*** Material shown Section Begins ***

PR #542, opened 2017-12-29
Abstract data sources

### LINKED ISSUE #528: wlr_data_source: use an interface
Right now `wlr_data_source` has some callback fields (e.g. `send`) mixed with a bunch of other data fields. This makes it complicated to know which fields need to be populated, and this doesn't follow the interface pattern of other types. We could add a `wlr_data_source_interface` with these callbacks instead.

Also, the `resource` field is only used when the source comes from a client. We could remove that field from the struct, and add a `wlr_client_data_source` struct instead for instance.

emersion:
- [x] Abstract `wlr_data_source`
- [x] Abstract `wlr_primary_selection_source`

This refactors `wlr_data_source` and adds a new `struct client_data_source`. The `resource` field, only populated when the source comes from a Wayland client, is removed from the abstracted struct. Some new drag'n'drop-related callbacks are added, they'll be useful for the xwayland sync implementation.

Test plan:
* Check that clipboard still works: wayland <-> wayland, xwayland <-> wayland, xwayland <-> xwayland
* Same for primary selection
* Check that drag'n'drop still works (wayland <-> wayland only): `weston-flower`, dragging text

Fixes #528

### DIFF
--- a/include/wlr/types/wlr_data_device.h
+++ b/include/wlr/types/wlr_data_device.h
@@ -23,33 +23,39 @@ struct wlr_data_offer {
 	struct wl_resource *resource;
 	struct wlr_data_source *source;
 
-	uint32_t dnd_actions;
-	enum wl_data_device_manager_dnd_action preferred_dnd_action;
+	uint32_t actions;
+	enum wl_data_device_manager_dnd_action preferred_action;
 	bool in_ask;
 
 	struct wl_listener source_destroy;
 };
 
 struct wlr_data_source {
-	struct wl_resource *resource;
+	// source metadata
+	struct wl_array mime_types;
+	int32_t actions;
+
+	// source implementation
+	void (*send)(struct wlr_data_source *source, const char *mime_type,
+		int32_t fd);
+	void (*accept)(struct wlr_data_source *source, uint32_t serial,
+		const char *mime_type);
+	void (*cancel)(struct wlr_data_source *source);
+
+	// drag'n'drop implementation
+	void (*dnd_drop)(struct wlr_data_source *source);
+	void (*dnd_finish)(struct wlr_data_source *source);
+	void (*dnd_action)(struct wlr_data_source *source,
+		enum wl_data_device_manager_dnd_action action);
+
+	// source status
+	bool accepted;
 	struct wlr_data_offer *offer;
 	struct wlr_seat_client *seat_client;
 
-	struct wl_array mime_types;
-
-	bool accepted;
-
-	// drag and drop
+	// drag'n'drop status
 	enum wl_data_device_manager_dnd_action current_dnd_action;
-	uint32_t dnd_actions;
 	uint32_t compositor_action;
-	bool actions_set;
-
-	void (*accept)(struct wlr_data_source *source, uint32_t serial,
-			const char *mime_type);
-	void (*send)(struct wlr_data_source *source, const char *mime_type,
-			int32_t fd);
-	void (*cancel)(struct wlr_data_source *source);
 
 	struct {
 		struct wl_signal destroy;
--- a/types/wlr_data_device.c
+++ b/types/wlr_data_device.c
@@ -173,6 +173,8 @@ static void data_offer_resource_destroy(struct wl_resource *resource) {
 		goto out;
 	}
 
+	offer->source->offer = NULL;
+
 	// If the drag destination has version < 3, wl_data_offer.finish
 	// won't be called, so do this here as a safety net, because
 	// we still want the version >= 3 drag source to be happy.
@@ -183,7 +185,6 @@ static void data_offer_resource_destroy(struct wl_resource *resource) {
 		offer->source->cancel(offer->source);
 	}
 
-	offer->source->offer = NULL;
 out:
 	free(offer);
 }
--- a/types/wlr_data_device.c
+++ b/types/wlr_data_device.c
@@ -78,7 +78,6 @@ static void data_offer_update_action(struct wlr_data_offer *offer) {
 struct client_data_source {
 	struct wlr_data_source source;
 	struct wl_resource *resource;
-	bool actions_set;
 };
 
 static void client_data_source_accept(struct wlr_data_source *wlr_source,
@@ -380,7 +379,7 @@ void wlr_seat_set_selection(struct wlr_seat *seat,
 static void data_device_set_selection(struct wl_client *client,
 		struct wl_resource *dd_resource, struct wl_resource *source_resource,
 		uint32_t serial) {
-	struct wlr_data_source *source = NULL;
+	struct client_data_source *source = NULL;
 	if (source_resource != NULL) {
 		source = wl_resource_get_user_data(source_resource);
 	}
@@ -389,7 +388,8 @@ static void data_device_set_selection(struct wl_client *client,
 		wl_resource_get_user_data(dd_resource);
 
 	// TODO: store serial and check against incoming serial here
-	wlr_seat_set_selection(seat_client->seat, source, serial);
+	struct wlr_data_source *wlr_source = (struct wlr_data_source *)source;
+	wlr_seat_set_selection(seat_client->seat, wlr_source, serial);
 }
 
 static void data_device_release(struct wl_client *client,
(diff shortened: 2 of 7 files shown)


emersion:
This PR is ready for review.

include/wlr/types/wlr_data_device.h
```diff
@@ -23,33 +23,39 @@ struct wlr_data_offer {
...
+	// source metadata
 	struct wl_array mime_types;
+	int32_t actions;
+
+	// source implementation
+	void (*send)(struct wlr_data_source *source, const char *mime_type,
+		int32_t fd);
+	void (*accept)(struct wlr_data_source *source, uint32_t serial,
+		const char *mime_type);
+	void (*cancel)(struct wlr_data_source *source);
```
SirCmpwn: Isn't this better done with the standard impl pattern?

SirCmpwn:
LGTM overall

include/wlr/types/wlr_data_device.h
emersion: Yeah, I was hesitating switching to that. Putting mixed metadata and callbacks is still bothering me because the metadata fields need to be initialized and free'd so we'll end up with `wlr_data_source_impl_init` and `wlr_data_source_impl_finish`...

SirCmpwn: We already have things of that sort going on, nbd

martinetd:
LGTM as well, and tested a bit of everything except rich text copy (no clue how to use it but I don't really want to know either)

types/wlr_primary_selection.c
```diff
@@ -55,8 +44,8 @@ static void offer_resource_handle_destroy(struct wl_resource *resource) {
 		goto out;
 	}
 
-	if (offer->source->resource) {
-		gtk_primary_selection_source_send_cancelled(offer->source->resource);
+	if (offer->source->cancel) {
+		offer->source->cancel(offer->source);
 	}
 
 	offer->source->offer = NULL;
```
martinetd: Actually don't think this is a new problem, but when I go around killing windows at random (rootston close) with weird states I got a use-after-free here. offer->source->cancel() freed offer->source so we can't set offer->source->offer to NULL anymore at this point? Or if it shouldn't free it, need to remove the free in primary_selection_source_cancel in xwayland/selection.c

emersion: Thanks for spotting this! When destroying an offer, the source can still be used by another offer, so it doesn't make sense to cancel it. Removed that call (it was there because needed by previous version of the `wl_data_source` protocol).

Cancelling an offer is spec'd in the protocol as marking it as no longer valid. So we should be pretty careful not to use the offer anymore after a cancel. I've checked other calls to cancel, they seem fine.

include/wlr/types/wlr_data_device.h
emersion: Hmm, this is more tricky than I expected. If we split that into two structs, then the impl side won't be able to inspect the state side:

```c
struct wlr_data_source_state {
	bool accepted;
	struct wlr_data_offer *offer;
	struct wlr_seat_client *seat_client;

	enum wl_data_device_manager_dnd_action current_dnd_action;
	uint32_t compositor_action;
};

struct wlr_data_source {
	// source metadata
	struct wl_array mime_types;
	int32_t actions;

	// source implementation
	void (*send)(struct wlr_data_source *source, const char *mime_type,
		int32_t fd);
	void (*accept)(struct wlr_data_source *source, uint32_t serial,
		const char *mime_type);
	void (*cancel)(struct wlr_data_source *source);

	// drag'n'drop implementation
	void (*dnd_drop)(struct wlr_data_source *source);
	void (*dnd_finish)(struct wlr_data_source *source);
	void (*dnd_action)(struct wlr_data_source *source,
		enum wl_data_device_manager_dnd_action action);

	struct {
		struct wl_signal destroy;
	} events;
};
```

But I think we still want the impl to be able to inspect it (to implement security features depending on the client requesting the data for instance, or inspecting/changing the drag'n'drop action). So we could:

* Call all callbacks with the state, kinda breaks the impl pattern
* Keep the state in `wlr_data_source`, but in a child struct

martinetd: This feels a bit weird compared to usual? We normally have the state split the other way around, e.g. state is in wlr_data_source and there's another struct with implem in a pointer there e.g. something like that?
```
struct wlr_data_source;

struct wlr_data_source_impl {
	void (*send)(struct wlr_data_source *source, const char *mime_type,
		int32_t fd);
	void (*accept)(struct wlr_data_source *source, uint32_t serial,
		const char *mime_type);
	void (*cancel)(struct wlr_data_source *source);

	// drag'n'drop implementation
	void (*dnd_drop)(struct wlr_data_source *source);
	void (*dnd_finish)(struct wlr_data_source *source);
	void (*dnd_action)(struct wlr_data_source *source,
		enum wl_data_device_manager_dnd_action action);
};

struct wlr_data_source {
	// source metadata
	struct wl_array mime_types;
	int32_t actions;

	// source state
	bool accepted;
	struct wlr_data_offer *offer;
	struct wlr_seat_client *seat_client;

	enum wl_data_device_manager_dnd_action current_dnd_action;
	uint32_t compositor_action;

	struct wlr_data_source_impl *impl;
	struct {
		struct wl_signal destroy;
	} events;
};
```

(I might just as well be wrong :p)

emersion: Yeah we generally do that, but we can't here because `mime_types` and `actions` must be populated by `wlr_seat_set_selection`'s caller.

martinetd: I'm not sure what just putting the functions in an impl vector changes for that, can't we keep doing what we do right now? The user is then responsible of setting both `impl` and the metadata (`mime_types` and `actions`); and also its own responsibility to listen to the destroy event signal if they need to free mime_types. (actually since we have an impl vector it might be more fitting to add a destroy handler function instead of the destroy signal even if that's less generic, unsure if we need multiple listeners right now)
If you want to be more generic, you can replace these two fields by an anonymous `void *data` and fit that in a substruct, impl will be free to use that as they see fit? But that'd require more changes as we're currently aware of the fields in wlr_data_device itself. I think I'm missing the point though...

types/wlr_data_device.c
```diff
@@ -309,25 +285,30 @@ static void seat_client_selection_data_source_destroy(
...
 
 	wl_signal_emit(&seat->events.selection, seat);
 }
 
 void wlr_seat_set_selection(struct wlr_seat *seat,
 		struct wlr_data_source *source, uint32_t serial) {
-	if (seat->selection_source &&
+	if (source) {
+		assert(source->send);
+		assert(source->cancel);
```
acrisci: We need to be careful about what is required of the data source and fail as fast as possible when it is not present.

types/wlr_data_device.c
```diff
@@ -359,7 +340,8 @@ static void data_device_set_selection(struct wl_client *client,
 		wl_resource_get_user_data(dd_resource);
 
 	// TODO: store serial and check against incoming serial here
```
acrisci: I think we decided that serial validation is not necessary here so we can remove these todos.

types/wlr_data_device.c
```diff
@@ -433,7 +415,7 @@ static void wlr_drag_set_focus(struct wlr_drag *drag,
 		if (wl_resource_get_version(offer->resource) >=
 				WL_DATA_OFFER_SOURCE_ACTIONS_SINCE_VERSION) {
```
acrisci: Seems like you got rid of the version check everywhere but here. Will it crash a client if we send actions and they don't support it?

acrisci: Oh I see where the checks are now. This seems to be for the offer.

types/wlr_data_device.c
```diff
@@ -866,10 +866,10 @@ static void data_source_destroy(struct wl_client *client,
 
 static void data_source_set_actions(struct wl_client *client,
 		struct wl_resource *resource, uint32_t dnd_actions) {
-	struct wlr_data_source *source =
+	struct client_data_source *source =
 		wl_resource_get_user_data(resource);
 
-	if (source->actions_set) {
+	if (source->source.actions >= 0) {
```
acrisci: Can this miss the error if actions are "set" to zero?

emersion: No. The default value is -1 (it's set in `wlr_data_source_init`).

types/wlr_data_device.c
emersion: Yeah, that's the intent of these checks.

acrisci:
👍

*** Material shown Section Ends ***
*** Material shown Section Begins ***

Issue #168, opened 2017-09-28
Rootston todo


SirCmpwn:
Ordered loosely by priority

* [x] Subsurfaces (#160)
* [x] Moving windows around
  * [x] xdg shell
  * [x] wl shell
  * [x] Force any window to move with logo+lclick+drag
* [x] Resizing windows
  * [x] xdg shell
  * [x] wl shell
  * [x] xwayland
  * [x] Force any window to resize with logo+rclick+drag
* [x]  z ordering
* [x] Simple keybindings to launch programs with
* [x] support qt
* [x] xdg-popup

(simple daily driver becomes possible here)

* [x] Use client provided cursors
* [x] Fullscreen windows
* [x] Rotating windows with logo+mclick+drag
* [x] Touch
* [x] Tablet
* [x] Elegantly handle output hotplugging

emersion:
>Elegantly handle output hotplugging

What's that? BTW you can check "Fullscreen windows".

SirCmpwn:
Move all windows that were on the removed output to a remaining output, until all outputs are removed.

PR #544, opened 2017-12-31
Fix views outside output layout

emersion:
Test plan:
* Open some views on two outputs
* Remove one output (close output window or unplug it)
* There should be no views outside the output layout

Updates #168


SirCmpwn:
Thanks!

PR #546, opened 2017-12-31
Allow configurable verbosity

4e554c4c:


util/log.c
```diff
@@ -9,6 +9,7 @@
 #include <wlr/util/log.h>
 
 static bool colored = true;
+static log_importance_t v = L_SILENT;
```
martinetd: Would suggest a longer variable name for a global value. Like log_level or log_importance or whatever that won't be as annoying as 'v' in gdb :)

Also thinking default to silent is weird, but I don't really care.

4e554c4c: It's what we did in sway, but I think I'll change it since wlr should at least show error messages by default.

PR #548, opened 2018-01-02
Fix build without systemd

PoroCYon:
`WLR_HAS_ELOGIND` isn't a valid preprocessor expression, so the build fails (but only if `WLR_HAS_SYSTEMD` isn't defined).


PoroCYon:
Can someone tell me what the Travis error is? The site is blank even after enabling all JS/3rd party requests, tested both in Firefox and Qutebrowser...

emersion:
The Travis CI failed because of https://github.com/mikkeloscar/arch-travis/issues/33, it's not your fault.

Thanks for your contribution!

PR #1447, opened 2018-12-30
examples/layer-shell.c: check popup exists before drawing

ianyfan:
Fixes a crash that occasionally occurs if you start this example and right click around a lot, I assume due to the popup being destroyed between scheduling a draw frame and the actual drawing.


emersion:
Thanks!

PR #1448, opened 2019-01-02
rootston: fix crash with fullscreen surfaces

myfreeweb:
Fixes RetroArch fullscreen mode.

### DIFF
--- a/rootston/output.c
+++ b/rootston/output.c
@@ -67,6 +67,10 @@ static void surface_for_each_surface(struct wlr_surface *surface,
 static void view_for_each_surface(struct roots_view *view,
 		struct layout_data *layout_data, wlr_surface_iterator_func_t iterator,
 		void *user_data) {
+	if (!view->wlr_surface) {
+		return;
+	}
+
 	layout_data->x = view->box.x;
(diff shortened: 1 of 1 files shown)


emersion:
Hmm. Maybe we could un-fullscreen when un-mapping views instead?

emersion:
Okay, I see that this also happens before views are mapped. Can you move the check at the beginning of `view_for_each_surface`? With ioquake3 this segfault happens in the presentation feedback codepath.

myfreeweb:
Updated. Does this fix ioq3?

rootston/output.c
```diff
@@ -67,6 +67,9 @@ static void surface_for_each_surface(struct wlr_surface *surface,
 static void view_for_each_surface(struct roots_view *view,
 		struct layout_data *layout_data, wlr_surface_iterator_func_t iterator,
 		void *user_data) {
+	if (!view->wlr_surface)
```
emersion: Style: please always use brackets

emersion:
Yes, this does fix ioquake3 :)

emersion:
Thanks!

*** Material shown Section Ends ***

● **Exercise description**
Would you please filter the lines above and copy every one that includes "Yeah"?

● **Reply to the exercise**
emersion: Yeah, I was hesitating switching to that. Putting mixed metadata and callbacks is still bothering me because the metadata fields need to be initialized and free'd so we'll end up with `wlr_data_source_impl_init` and `wlr_data_source_impl_finish`...
emersion: Yeah we generally do that, but we can't here because `mime_types` and `actions` must be populated by `wlr_seat_set_selection`'s caller.
emersion: Yeah, that's the intent of these checks.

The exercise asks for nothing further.